Thats the big differents why and how did you fall out of love.
Have you met someone else, or do you just crave to be single again?


----------



## seekingAdvice3 (Oct 6, 2008)

Have not met someone else. It's been a slowly degrading process. My wife emotionally abuses. Calls me cheap, belittles me and makes me feel bad about myself as a husband so I just turn around and do more and more for her and it's just never enough. When we fight she gets out of control (I have def gotten out of control too) - screams things like you ruined my life, threatens me with things like "My ex called me" (which is probably a lie), she's lied to me, but continually calls me a liar and says I've broken her trust. I have lied, but at least admit it. Says she admits she needs to work on things, but hasn't gone to counseling and I've encouraged her to do so for 3 months now. I've been going myself, bending over backwards. She'll also say things like "i clean the entire house" when I'm the one who puts up shelves to organize things better, goes through papers, does the bills, cleans the kitchen, etc. Now that she's actually gone, it's a piece of cake to keep the house clean. She watches tv about 25-30 hours a week, yet complains that she's so busy and I shouldn't stress her out. She pretty much only cleans and picks up after herself when someone is coming over (like she's trying to be someone different to people outside the marriage). Many many many other things where she'll say something that just isn't true and attack me emotionally until I shut down and just give in. I mean I bought a 350,000 beautiful 3bdrm condo in DC, she works 5 hours a week so she can focus on school, we have nice furniture, and yet I'm still called cheap because I ask her to cut back and not eat out so much because we don't have enough money.

I even filled out her application and wrote her essay to get her into college, and then her first semester she got 2 C's and she never spoke to me about it AT ALL. I asked her if she wanted to talk about it because she is planning on taking 18 credits and maybe we should rearrange our plans. she said no, I don't want to talk, I'm taking 18 credits so I can graduate. I said "well if you graduate with a 2.7 you're going to have a tough time getting a job" She said FIRMLY and angrily "I'll GET A JOB"

UGH!!!!!!!!! sorry for venting. please weigh in.


----------



## seekingAdvice3 (Oct 6, 2008)

Also, at this point I AM CRAVING meeting someone else, but what can one expect when you're so hurt, destroyed and dissapointed in the person you thought would bloom into a loving, nurturing wife who would go after life and enjoy it.


----------



## overitnolove (Dec 5, 2008)

Sounds like you need to consider a longer separation and that you need to find the courage to say all of the things you've written here, to her.

My case is more difficult because I was doing everything and separated from my H but now he is trying really, really hard, and I just don't know.
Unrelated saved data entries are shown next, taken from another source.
PR #715, opened 2016-10-22
Store channel keys

spookhurb:
Fixes issue #412 

This stores channel keys in the user's config file. It can grab them from /join commands or if they are entered in the connect window (in the format #channel $key). It also sends the keys to server when reconnecting.

### DIFF
--- a/src/plugins/inputs/join.js
+++ b/src/plugins/inputs/join.js
@@ -1,24 +1,33 @@
 "use strict";
 
 var Chan = require("../../models/chan");
+var _ = require("lodash");
 
 exports.commands = ["join"];
 
 exports.input = function(network, chan, cmd, args) {
+	var client = this;
 	if (args.length !== 0) {
 		var irc = network.irc;
-		irc.join(args[0], args[1]);
+		if (args.length === 2) {
+			irc.join(args[0], args[1]);
+		} else {
+			irc.join(args[0]);
+		}
+		_.zip(args[0].split(/,/g), args[1].split(/,/g))
+			.map(function(chanPairs) {
+				var channel = new Chan({
+					type: Chan.Type.CHANNEL,
+					name: chanPairs[0],
+					key: chanPairs[1],
+				});
+				network.channels.push(channel);
+				client.emit("join", {
+					network: network.id,
+					chan: channel
+				});
+			});
 	}
-	var newChan = new Chan({
-		type: Chan.Type.CHANNEL,
-		name: args[0],
-		key: args[1],
-	});
-	network.channels.push(newChan);
-	this.emit("join", {
-		network: network.id,
-		chan: newChan
-	});
 	this.save();
 	return true;
 };
--- a/src/plugins/inputs/join.js
+++ b/src/plugins/inputs/join.js
@@ -1,0 +1,24 @@
+"use strict";
+
+var Chan = require("../../models/chan");
+
+exports.commands = ["join"];
+
+exports.input = function(network, chan, cmd, args) {
+	if (args.length !== 0) {
+		var irc = network.irc;
+		irc.join(args[0], args[1]);
+	}
+	var newChan = new Chan({
+		type: Chan.Type.CHANNEL,
+		name: args[0],
+		key: args[1],
+	});
+	network.channels.push(newChan);
+	this.emit("join", {
+		network: network.id,
+		chan: newChan
+	});
+	this.save();
+	return true;
+};
--- a/test/models/network.js
+++ b/test/models/network.js
@@ -13,8 +13,8 @@ describe("Network", function() {
 			var network = new Network({
 				name: "networkName",
 				channels: [
-					new Chan({name: "#thelounge"}),
-					new Chan({name: "&foobar"}),
+					new Chan({name: "#thelounge", key: ""}),
+					new Chan({name: "&foobar", key: ""}),
 					new Chan({name: "Channel List", type: Chan.Type.SPECIAL}),
 					new Chan({name: "PrivateChat", type: Chan.Type.QUERY}),
 				]
@@ -34,8 +34,8 @@ describe("Network", function() {
 				ip: null,
 				hostname: null,
 				channels: [
-					{name: "#thelounge"},
-					{name: "&foobar"},
+					{name: "#thelounge", key: ""},
+					{name: "&foobar", key: ""},
 				]
 			});
 		});
--- a/test/models/network.js
+++ b/test/models/network.js
@@ -15,6 +15,8 @@ describe("Network", function() {
 				channels: [
 					new Chan({name: "#thelounge", key: ""}),
 					new Chan({name: "&foobar", key: ""}),
+					new Chan({name: "#secret", key: "foo"}),
+					new Chan({name: "&secure", key: "bar"}),
 					new Chan({name: "Channel List", type: Chan.Type.SPECIAL}),
 					new Chan({name: "PrivateChat", type: Chan.Type.QUERY}),
 				]
@@ -36,6 +38,8 @@ describe("Network", function() {
 				channels: [
 					{name: "#thelounge", key: ""},
 					{name: "&foobar", key: ""},
+					{name: "#secret", key: "foo"},
+					{name: "&secure", key: "bar"}
 				]
 			});
 		});
--- a/src/client.js
+++ b/src/client.js
@@ -42,6 +42,7 @@ var inputs = [
 	"connect",
 	"disconnect",
 	"invite",
+	"join",
 	"kick",
 	"mode",
 	"nick",
@@ -156,7 +157,8 @@ Client.prototype.connect = function(args) {
 			}
 
 			channels.push(new Chan({
-				name: chan.name
+				name: chan.name,
+				key: chan.key
 			}));
 		});
 
@@ -167,11 +169,15 @@ Client.prototype.connect = function(args) {
 	// also used by the "connect" window
 	} else if (args.join) {
 		channels = args.join
-			.replace(/,/g, " ")
-			.split(/\s+/g)
+			.split(/\s*,\s*/g)
 			.map(function(chan) {
+				var splitchan = chan.split(/\s+/g, 2);
+				if (splitchan.length === 1) {
+					splitchan.push("");
+				}
 				return new Chan({
-					name: chan
+					name: splitchan[0],
+					key: splitchan[1]
 				});
 			});
 	}
--- a/src/models/chan.js
+++ b/src/models/chan.js
@@ -19,6 +19,7 @@ function Chan(attr) {
 		id: id++,
 		messages: [],
 		name: "",
+		key: "",
 		topic: "",
 		type: Chan.Type.CHANNEL,
 		firstUnread: 0,
--- a/src/models/network.js
+++ b/src/models/network.js
@@ -84,7 +84,8 @@ Network.prototype.export = function() {
 		})
 		.map(function(chan) {
 			return _.pick(chan, [
-				"name"
+				"name",
+				"key"
 			]);
 		});
 
--- a/src/plugins/irc-events/connection.js
+++ b/src/plugins/irc-events/connection.js
@@ -40,7 +40,7 @@ module.exports = function(irc, network) {
 			}
 
 			setTimeout(function() {
-				network.irc.join(chan.name);
+				network.irc.join(chan.name, chan.key);
 			}, delay);
 			delay += 1000;
 		});


test/models/network.js
```diff
@@ -13,8 +13,8 @@ describe("Network", function() {
 			var network = new Network({
 				name: "networkName",
 				channels: [
-					new Chan({name: "#thelounge"}),
-					new Chan({name: "&foobar"}),
+					new Chan({name: "#thelounge", key: ""}),
+					new Chan({name: "&foobar", key: ""}),
```
xPaw: Add a test with non empty key

src/plugins/inputs/join.js
```diff
@@ -0,0 +1,24 @@
...
+var Chan = require("../../models/chan");
+
+exports.commands = ["join"];
+
+exports.input = function(network, chan, cmd, args) {
+	if (args.length !== 0) {
+		var irc = network.irc;
+		irc.join(args[0], args[1]);
+	}
+	var newChan = new Chan({
```
xPaw: Join command can join multiple channels at once using commas.

spookhurb:
This should support /join-ing several channels at once

src/plugins/inputs/join.js
```diff
@@ -0,0 +1,33 @@
...
+var Chan = require("../../models/chan");
+var _ = require("lodash");
+
+exports.commands = ["join"];
+
+exports.input = function(network, chan, cmd, args) {
+	var client = this;
+	if (args.length !== 0) {
+		var irc = network.irc;
+		irc.join(args[0], args[1]);
```
xPaw: Don't send args[1] if there are no keys

src/plugins/inputs/join.js
```diff
@@ -0,0 +1,33 @@
...
+
+	_.zip(args[0].split(/,/g), args[1].split(/,/g))
+		.map(function(chanPairs) {
+			return new Chan({
+				type: Chan.Type.CHANNEL,
+				name: chanPairs[0],
+				key: chanPairs[1],
+			});
+		})
+		.map(function(channel) {
```
xPaw: Don't really need 2 maps.

src/plugins/inputs/join.js
```diff
@@ -0,0 +1,33 @@
...
+exports.commands = ["join"];
+
+exports.input = function(network, chan, cmd, args) {
+	var client = this;
+	if (args.length !== 0) {
+		var irc = network.irc;
+		irc.join(args[0], args[1]);
+	}
+
+	_.zip(args[0].split(/,/g), args[1].split(/,/g))
```
xPaw: You assume there's always keys.

src/plugins/inputs/join.js
astorije: Is it reasonable to just forward the command as-is to `irc-framework`? Effectively doing what we do on master right now, but with `inputs/join.js` having some logic?

I understand the need for `inputs/join.js` is just because `irc-events/join.js` does not have access to the key.

src/plugins/inputs/join.js
```diff
@@ -0,0 +1,33 @@
...
+		})
+		.map(function(channel) {
+			network.channels.push(channel);
+			client.emit("join", {
+				network: network.id,
+				chan: channel
+			});
+		});
+
+	this.save();
```
astorije: We already do that in `irc-events/join.js`.

astorije:
Basically the question to ask ourselves here is: do we want the `Channel` creation (in memory and in file) happening in the `inputs` (when emitting `/join` from the client) or in the `irc-events` (when the actual joining confirmation comes from the IRC server).

I think it makes more sense to keep this in the `irc-events`. Then logic in `inputs/join.js` is simply a way to retain the key for a given channel name until the `join` event comes back.
Does this make sense? What do you think, @xPaw?

src/plugins/inputs/join.js
spookhurb: You know, when I was testing, the channels keys weren't saved in the user JSON files when I didn't add this line. I could always try again.

xPaw:
@astorije in this case it's actually better to do it in both places. Command to get key, and instantly have the channel for client to know about, if network doesn't reply. Event in cases where server joins you into a channel that client didn't know about. The only thing this is missing is pushing this created channel to the front-end.

src/plugins/inputs/join.js
xPaw: I don't think we would save any code doing that.

src/plugins/inputs/join.js
astorije: That's normal, but not what I meant, sorry.

This is what your code does:

1. User joins a new channel (`client/js/lounge.js`)
2. `join` input handler is called (`inputs/join.js`)
  1. Saves the channel in the user config
  2. Emits a `join` to the IRC server
3. `join` IRC event handler is called (`irc-events/join.js`)
  1. Saves the channel in the user config
  2. Opens the window on the client

There is a clear duplication of logic in (2.i.) and (3.i.). The user config saving needs to happen in only one of these.
I am of the opinion it should happen in `irc-events/join.js` because that would be the most reliable way: it is only called when the joining is actually coming back from the server and is successful. If you do it in `inputs/join.js`, you possible need to check many things, like valid channel name, etc.
Problem is, in `irc-events/join.js`, you lost access to the key, so in my opinion, remembering keys should be the only logic in `inputs/join.js`, and forwarding the input command to `irc-framework`.

xPaw: See my comment below, while it is duplication, it makes sense in IRC world.

astorije:
@xPaw, I think we mostly agree. Only difference I can see is that I don't think `inputs/join.js` should have anything to do with the client nor the config file.
If network doesn't reply, I'm don't think we should create a channel on the front-end: after all, channel is not joined!
And I don't think we should save the config file twice either.

src/plugins/inputs/join.js
astorije: I was not thinking in terms of saving code but more for robustness. Here we need to parse things properly, send them back properly, while the command coming from the client should be a valid command, right?
If so, why not forwarding it as-is to `irc-framework` and deal with logic specific to us only in this handler?

src/plugins/inputs/join.js
astorije: I might be lacking something, but I don't see why we would need to save the config file or create the client-side channel twice. When server acknowledges the joining should be enough.
Unless there are server that don't acknowledge you joined a server properly, but that would be madness... wouldn't it?

spookhurb: Also to clarify: without this line, the CHANNEL isn't saved.

spookhurb: Yeah, I can see the code in `inputs/join.js` , but I'm kinda confused about why it isn't saving the channel name at least?

xPaw:
Astorije, that's true that you could practically create a channel window with name that can't actually be joined. But how else would you keep join keys in memory? Channel object is the cleanest solution here.

maxpoulin64:
Adding some more info to this: we could also get the key from the channel mode. That would also allow us to track key changes automatically. I think it makes sense to handle this on the irc-fw side and not the inputs.

spookhurb:
@astorije Well there is the issue of when the server goes down and/or the lounge needs to be restarted. As of right now when that happens you **do** end up with channels you are not connected to in your front end.

spookhurb:
@maxpoulin64 what would be a good approach from grabbing the channel key from the channel mode? is that being broadcast by the channel or...?

astorije:
> But how else would you keep join keys in memory? Channel object is the cleanest solution here.

Client could keep a list of channel name / key pairs. (option 1) That could easily be just an object of properties the channel name, values the key entered.
Only reason why this would need persistence outside of the client object is if you enter `/join #channel key` and iiiiimmediately close the client before the server responds (which usually responds in a second or so). But I  think keeping it in memory is fine, doesn't need to be saved to user config.

Alternatively (option 2), if you really want to create a `new Chan()` instead of a dummy channel-key map, there could be a new property `joined` that's false until the IRC server comes back with a response. `Chan`s without `joined === true` are not sent to the client and are not persisted to the user config, but they exist in memory.

In both cases, when server comes back with an ack, `irc-events/join` queries the channel-key map (option 1) / re-uses the `Chan() with `joined === false` (option 2) to get the key for that channel, and saves the user config with both the channel name and the key.

Does this make sense?

> @astorije Well there is the issue of when the server goes down and/or the lounge needs to be restarted.

Sorry if there is any miscommunication, but again I'm not saying we should **never** save the key to the user, I'm just saying the channel should not be saved at input time. Channel and its key should be saved only when we're certain we joined the channel (i.e. when server acknowledges it).

> Adding some more info to this: we could also get the key from the channel mode. That would also allow us to track key changes automatically.

It makes a lot of sense to keep track of key changes (maybe a later PR?), that's brilliant actually, but I'm not sure we can leverage this at join time: correct me if I'm wrong, but would that mean requiring to send a `/mode` command right after joining to get key value?
I get that we want to listen to modes for key changes/setups, but at joining time, I think using what key user *just* typed is probably the most efficient, no?

maxpoulin64:
@astorije Actually when you join a channel, the server automatically pushes the mode, the users list and the topic. I think if we just hook into the initial mode and the mode change events, and update the key from there, it would all work by itself.

astorije:
> Actually when you join a channel, the server automatically pushes the mode

Like, all the time? And does the server *always* (as in, not depending on the IRCd) brings back a copy of the key as well? If so then yes, definitely, no need for input catching at all!

That would be terrific if this is consistent!
Also, does `irc-framework` already send all these when joining? I know it sends user list, topic and modes, but does it send the key as well?

maxpoulin64:
Yes, it's part of the [standard](https://tools.ietf.org/html/rfc1459#section-4.2.3), just like +i and +s. The channel key is mode +k.

Not sure if irc-framework passes it, but probably.

DanielOaks:
Current channel modes being pushed to the client on `JOIN` isn't universal. It's only universal to send `RPL_TOPIC` (if the channel has a topic) and one or more `RPL_NAMREPLY` numerics listing everyone in the channel.

Most clients automatically send a `MODE #channelname` automatically after they receive a `JOIN` for themselves to get that information though.

Here's an example log from ircd-hybrid:
```
local <-  JOIN #testchan asdf
local  -> :girc!girc@0::1 JOIN #testchan * :*
local  -> :hybrid.dnt 353 girc = #testchan :girc!girc@0::1 dan_!d@0::1 @dan!d@localhost
local  -> :hybrid.dnt 366 girc #testchan :End of /NAMES list.
```

From the charybdis testnet:
```
local <-  JOIN #testestestest
local  -> :dan-test-mode-stuff!~girc@101.165.yxn.wlm JOIN #testestestest * :*
local  -> :jaguar.dereferenced.org MODE #testestestest +nt
local  -> :jaguar.dereferenced.org 353 dan-test-mode-stuff = #testestestest :@dan-test-mode-stuff!~girc@101.165.yxn.wlm
local  -> :jaguar.dereferenced.org 366 dan-test-mode-stuff #testestestest :End of /NAMES list.
```

From Freenode:
```
local <-  JOIN #ircdocs
local  -> :dan-test!~girc@101.165.168.135 JOIN #ircdocs * :*
local  -> :weber.freenode.net 332 dan-test #ircdocs :http://ircdocs.horse/ and associated projects
local  -> :weber.freenode.net 333 dan-test #ircdocs dan-!~d@blah 1475366441
local  -> :weber.freenode.net 353 dan-test = #ircdocs :nicknames nickname etc dan-test
local  -> :weber.freenode.net 366 dan-test #ircdocs :End of /NAMES list.
```

astorije:
I was kind of distant for the project for a few weeks. @xPaw, @spookhurb, where are we with this?
It's a great feature to have and I think we're mostly there :)

xPaw:
This PR needs to be remade to get channel key from mode.

spookhurb:
Finals are kinda wrecking me right now, I'll work this out over break.

astorije:
@spookhurb, any chance you will be able to resume this? :)

spookhurb:
yes! i will definitely be able to resume this, sorry.

astorije:
Awesome, marking this PR for v2.3.0 then (v2.2.0 is around the corner)!

astorije:
Hey @spookhurb, ping on this? :)

spookhurb:
@astorije still working on it! currently trying to figure out if there are any `MODE` commands that the server sends back that have parameters attached to them, because it looks like irc servers will send them off in one block like `+CPSnsk testpassword`, and it seems like it would be pretty easy to grab the wrong parameter as a chankey if some seldom used mode was in place, for example. It looks like `parseModeList` in `irc-framework` could be helpful, but currently the irc event code for mode isn't using any of it. I want to get this issue resolved while also keeping in mind the possibility there _might_ be other parameters you'd want to keep saved.

astorije:
@xPaw, do you think you could help @spookhurb on this so we can merge it soon? Thanks! :)

xPaw:
Superceded by #1003.

astorije:
Hey @spookhurb, thanks a lot for your work and efforts!
@xPaw gave a shot at this and went for a different approach, but we wouldn't have started it without your initial push. Sorry your PR didn't make it as is this time, but at least the feature will be there in the next release 😄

I'm not happy, but maybe that's because these things take ages to get over...


----------



## Blanca (Jul 25, 2008)

The bottom line is, if she wont go to counseling things will not get better. She's just going to keep spinning her wheels creating the same emotional dysfunction. With both of you in counseling, there's a chance. I think you outta tell her, go to counseling or you leave. That's the arrangement i have with my H.


----------